# Glee's Quinn Fabray Lipstick?



## trulynicole (Mar 5, 2010)

http://images2.fanpop.com/image/phot...9-1250-949.jpg

I always love her lipstick.  Do you have any idea what color this could be?  Anything similar?


----------



## ilexica (Mar 5, 2010)

Not that it's any help to you, but I was wondering the same thing! I've been thinking something like cosmo over spice lipliner.


----------



## heartbeam (Mar 5, 2010)

I've been wondering the same thing too! That, and she uses false corner eyelashes right? I love her lashes!!


----------



## trulynicole (Mar 6, 2010)

Ha, I know ): I wish someone knew.
I tried researching on her lipsticks.  
Even Rachel has nice lipstick.


----------



## trulynicole (Mar 6, 2010)

Quote:

   Originally Posted by *heartbeam* 

 
_I've been wondering the same thing too! That, and she uses false corner eyelashes right? I love her lashes!!_

 
Yeah!  Her lashes are so cool.
Rachel's are so full also


----------



## jazmatazz (Mar 7, 2010)

I don't know unfortunately but this is such a good question!
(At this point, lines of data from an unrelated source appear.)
Issue #222, opened 2018-03-09
push command should push contents and start a build


jorgemoralespou:
I want to be able to start a build when **push** command is executed. If the component is configured to  use local or binary content, the content will be uploaded to the build process. If the build is configured with git source, the build will just start.

Depending on how the implementation is done, the build will not be an "OpenShift build" but rather a sync and build with a supervisor process in the container.

Subtask of #169 
Dependencies on #219, #220, #221

slemeur:
This user story is already in place. For the purpose of the MVP release, we are fine. 

If we have time to address the different refinements that we are looking for, that would be wonderful, but I think we should postpone those to after the mvp release. 

Maybe we should be splitting this story, between the user story (already implemented) and the improvements to clarify that here we need to iterate to make the user story better.

LalatenduMohanty:
@kadel We should have added documentation for functionality. I did not see any documentation in the PR. @surajnarwade pointed me to https://github.com/kadel/bootstrap-supervisored-s2i but a normal user can not find out unless documentation is added.

PR #408, opened 2018-04-20
Use Supervisor (Skip BuildConfig process for local components)

kadel:
fixes: #222 
fixes: #207 

requires #397 to work properly. ~~For now there is a ugly hack in `component.GetComponentSource`, that breaks git components.~~

For the quick and iterative way, we can skip the BuildConfig process and build component directly inside running Pod.

When the component is created it uses s2i to inject supervisor process into s2i builder image.
(using [assemble](https://github.com/kadel/bootstrap-supervisored-s2i/blob/master/.s2i/bin/assemble) in  https://github.com/kadel/bootstrap-supervisored-s2i). Then the container is started with  
Supervisor as pid 1 process so it keeps container running. The application itself is run as supervisor service called 'run' (because it  executes s2i run script)
 
Files are synced directly to s2i directory, and then assemble script is run to recompile application in the running pod, and supervisor restarts the application process, without a need to restart the whole container.

TODO:
- [x] more explanation on how this works to this PR ;-)
- [x] run assemble script after each sync
- [x] add supervisor config for `run` script
- [x] send restart signal to the process
- [x] stream assemble script output (currently prints after it finishes)
- [x] update to handle --binary
- [x] fix e2e tests


kadel:
it is ready for review, but don't merge it. I would like to figure out the output streaming before
@cdrage @containscafeine @surajnarwade

pkg/application/application.go
```diff
@@ -97,7 +97,7 @@ func Delete(client *occlient.Client, name string) error {
 	labels := applabels.GetLabels(name, false)
 
 	// delete application from cluster
-	output, err := client.Delete("all", "", labels)
+	output, err := client.Delete("all,pvc", "", labels)
```
cdrage: Just curious, why pvc (shouldn't we only remove pvc via `odo storage delete`?

cdrage: (maybe add comment to code why, I see that we are creating  Pseudo-PVC below..)

pkg/component/component.go
```diff
@@ -57,13 +73,12 @@ func CreateFromPath(client *occlient.Client, name string, ctype string, path str
 	annotations := map[string]string{componentSourceURLAnnotation: sourceURL.String()}
 	annotations[componentSourceTypeAnnotation] = sourceType
 
-	err := client.NewAppS2I(name, ctype, "", labels, annotations)
+	err := client.NewPseudoVPS(name, ctype, labels, annotations)
```
cdrage: VPS? I think you mean PVC?

Maybe "MockPVC" or "FakePVC" would be better since pseudo is hard to type / non-english speakers may be confused.

pkg/component/component.go
```diff
@@ -135,24 +149,74 @@ func GetCurrent(client *occlient.Client, applicationName string, projectName str
...
-
 }
 
-// PushLocal start new build and push local dir as a source for local or a binary file for a binary build
+// PushLocal push local code to the cluster and trigger build there.
 // asFile indicates if it is a binary component or not
-func PushLocal(client *occlient.Client, componentName string, dir string, asFile bool) error {
-	err := client.StartBinaryBuild(componentName, dir, asFile)
+func PushLocal(client *occlient.Client, componentName string, applicationName string, path string, asFile bool, out io.Writer) error {
+	targetPath := "/opt/app-root/src"
```
cdrage: should it be a constant?

pkg/occlient/occlient.go
```diff
@@ -737,30 +933,85 @@ func (c *Client) StartBinaryBuild(name string, path string, asFile bool) error {
...
+		if e, ok := val.Object.(*buildv1.Build); ok {
+			log.Debugf("Status of %s build is %s", e.Name, e.Status.Phase)
+			switch e.Status.Phase {
+			case buildv1.BuildPhaseComplete:
+				log.Debugf("Build %s completed.", e.Name)
+				return nil
+			case buildv1.BuildPhaseFailed, buildv1.BuildPhaseCancelled, buildv1.BuildPhaseError:
+				return errors.Errorf("build %s status %s", e.Name, e.Status.Phase)
+			}
+		}
```
cdrage: No timeout?

pkg/occlient/occlient.go
```diff
@@ -737,30 +933,85 @@ func (c *Client) StartBinaryBuild(name string, path string, asFile bool) error {
...
+			log.Debugf("Status of %s pod is %s", e.Name, e.Status.Phase)
+			switch e.Status.Phase {
+			case corev1.PodRunning:
+				log.Debugf("Pod %s is running.", e.Name)
+				return e, nil
+			case corev1.PodFailed, corev1.PodUnknown:
+				return nil, errors.Errorf("pod %s status %s", e.Name, e.Status.Phase)
+			}
+		}
+	}
```
cdrage: Add timeout?

pkg/occlient/occlient.go
kadel: So for BuildConfig there is an optional field `completionDeadlineSeconds` that determines the maximal duration of a build. We should probably rely on OpenShift Failing build after the `completionDeadlineSeconds`.  We can't add some arbitrary timeout here, that will be different from what we or user sets in `completionDeadlineSeconds`.
OpenShift will kill build after `completionDeadlineSeconds` If that happens it will result `buildv1.BuildPhaseFailed` state and that is handled.

kadel:
Hi, @cdrage  could you test this and look into why I can't reset font color? I'm lost there :-(

screen shot 2018-04-27 at 16 00 33


The last line is kept yellow, even tho it should be white :-( 
I'm trying to rest the color here:
https://github.com/redhat-developer/odo/pull/408/files#diff-692effa1b0b7a9ed8c1f7bb49a977b9aR194

pkg/component/component.go
```diff
@@ -135,24 +149,81 @@ func GetCurrent(client *occlient.Client, applicationName string, projectName str
...
+		return errors.Wrap(err, "unable push files to pod")
 	}
+	fmt.Fprintf(out, syncOutput)
+	fmt.Fprintf(out, "Please wait, building component....\n")
+
+	pipeReader, pipeWriter := io.Pipe()
+	go func() {
+		color.Set(color.FgYellow)
+		io.Copy(out, pipeReader)
+		defer color.Unset()
```
cdrage: It looks like you're using this within a `func()` and it's not being set correctly since the Go routine could exit at any time... 

From what I recall, the actual `color.Set` modifies the actual OS terminal rather than the Go binary output. What's happening is that the colour is being set to yellow in the terminal, but it's not being *unset* since the rest of the program is continuing while this Goroutine is running in the background..

Example:

1. PushLocal function starts
2. Goes into the Go routine
3. Colour is set to yellow
4. Rest of the program continues in Yellow
?????? (when the Go routine ends). Finally unset the colour

@kadel

kadel:
Fixed coloring issue. Now ready for another round of review @cdrage @surajnarwade

surajnarwade:
@kadel , works for me :)

surajnarwade:
@kadel , some of the function names that we are calling here are not self explanatory, can you please add single line comment so that it will be useful for future debugging

pkg/occlient/occlient.go
```diff
@@ -1629,21 +1631,42 @@ func (c *Client) GetServerVersion() (*serverInfo, error) {
...
+			TTY:     tty,
+		}, scheme.ParameterCodec)
+
+	config, err := c.kubeConfig.ClientConfig()
+	if err != nil {
+		return errors.Wrapf(err, "unable to get Kubernetes client config")
 	}
 
-	output, err := c.runOcComamnd(&OcCommand{args: args})
+	exec, err := remotecommand.NewSPDYExecutor(config, "POST", req.URL())
```
surajnarwade: For example, this function name is bit confusing

kadel:
> @kadel , some of the function names that we are calling here are not self explanatory, can you please add single line comment so that it will be useful for future debugging

no problem just point me to those function I'll add comments. ;-) I tried to comment non-obvious thinks but I might miss something.

pkg/occlient/occlient.go
kadel: This function is from client-go library. But I've tried to add comment with explanation.

kadel:
I uploaded binaries to Google Drive for easier testing https://drive.google.com/drive/folders/1BitThBm8I0hPh4JL_orHtE7Dr5Wx5jTf?usp=sharing

pkg/component/component.go
```diff
@@ -135,24 +149,74 @@ func GetCurrent(client *occlient.Client, applicationName string, projectName str
...
-// PushLocal start new build and push local dir as a source for local or a binary file for a binary build
+// PushLocal push local code to the cluster and trigger build there.
 // asFile indicates if it is a binary component or not
-func PushLocal(client *occlient.Client, componentName string, dir string, asFile bool) error {
-	err := client.StartBinaryBuild(componentName, dir, asFile)
+func PushLocal(client *occlient.Client, componentName string, applicationName string, path string, asFile bool, out io.Writer) error {
+	targetPath := "/opt/app-root/src"
+
+	if !asFile {
+		// We need to make sure that thee is a '/' at the end, otherwise rsync will sync files to wrong directory
```
cdrage: thee -> there

pkg/component/component.go
cdrage: is this fixed?

cdrage:
It works! Tests it and it's awesome. (using the `odo watch` command too).

Side-question, but is it normal to get blank / no build output when first deploying it?

```sh
github.com/redhat-developer/odo  pr_408 ✔                                                                                                                                       4d  ⍉
▶ ./odo create nodejs test --local ~/nodejs-ex
Please wait, creating test component ...
Component 'test' was created.
                                       
Component 'test' is now set as active component.
```

kadel:
> Side-question, but is it normal to get blank / no build output when first deploying it?

Yes, the idea user doesn't care how we create "empty" component. That is just and implementation detail.
But when a user runs `odo push` than it is building his/her application and that is the output that he cares about, as there might be some build error that is in his power to fix.

pkg/component/component.go
kadel: fixed

kadel:
> is this fixed?

yes it is. This is where s2i assembly script expects application source.

cdrage:
Re-base needed, but otherwise code LGTM and implementation works from my side (I built against current master + this PR as well).

kadel:
rebased

kadel:
I don't want to merge this if there are still changes requested :-(
ping @cdrage

kadel:
BTW: this is quite big, and I would like to keep this in multiple commits.

pkg/component/component.go
```diff
@@ -154,7 +154,7 @@ func GetCurrent(client *occlient.Client, applicationName string, projectName str
 // PushLocal push local code to the cluster and trigger build there.
 // asFile indicates if it is a binary component or not
 func PushLocal(client *occlient.Client, componentName string, applicationName string, path string, asFile bool, out io.Writer) error {
-	targetPath := "/opt/app-root/src"
+	const targetPath = "/opt/app-root/src"
```
cdrage: :+1:

cdrage:
Code looks good to me, tests pass as well as using this locally on my machine. :100: all-around from me.

LGTM!

LalatenduMohanty:
@kadel We should have added documentation for this functionality. I did not see any documentation in the PR. @surajnarwade pointed me to https://github.com/kadel/bootstrap-supervisored-s2i but a normal user can not find out unless documentation is added.

kadel:
> @kadel We should have added documentation for this functionality. I did not see any documentation in the PR. @surajnarwade pointed me to https://github.com/kadel/bootstrap-supervisored-s2i but a normal user can not find out unless documentation is added.

I agree that we need documentation. 
I'll add documentation separately in another PR. Basic description of how it works is in this PR description.
At the current state of the project, we don't want to block PR just because of documentation.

I'd love to know. All of the women on the show have awesome makeup but I especially like Quinn's look so pretty!


----------



## RoxyJ (Mar 7, 2010)

My guess would be _Revlon_ Super Lustrous in "Blushed" #420?


----------



## kimmy (Mar 7, 2010)

i'm gonna say a very light application of mac 3D lipstick. i used to wear that to work everyday, and it looked just like that on me. i used to have cosmo as well, which is similar but cosmo doesn't have any shimmer in it.


----------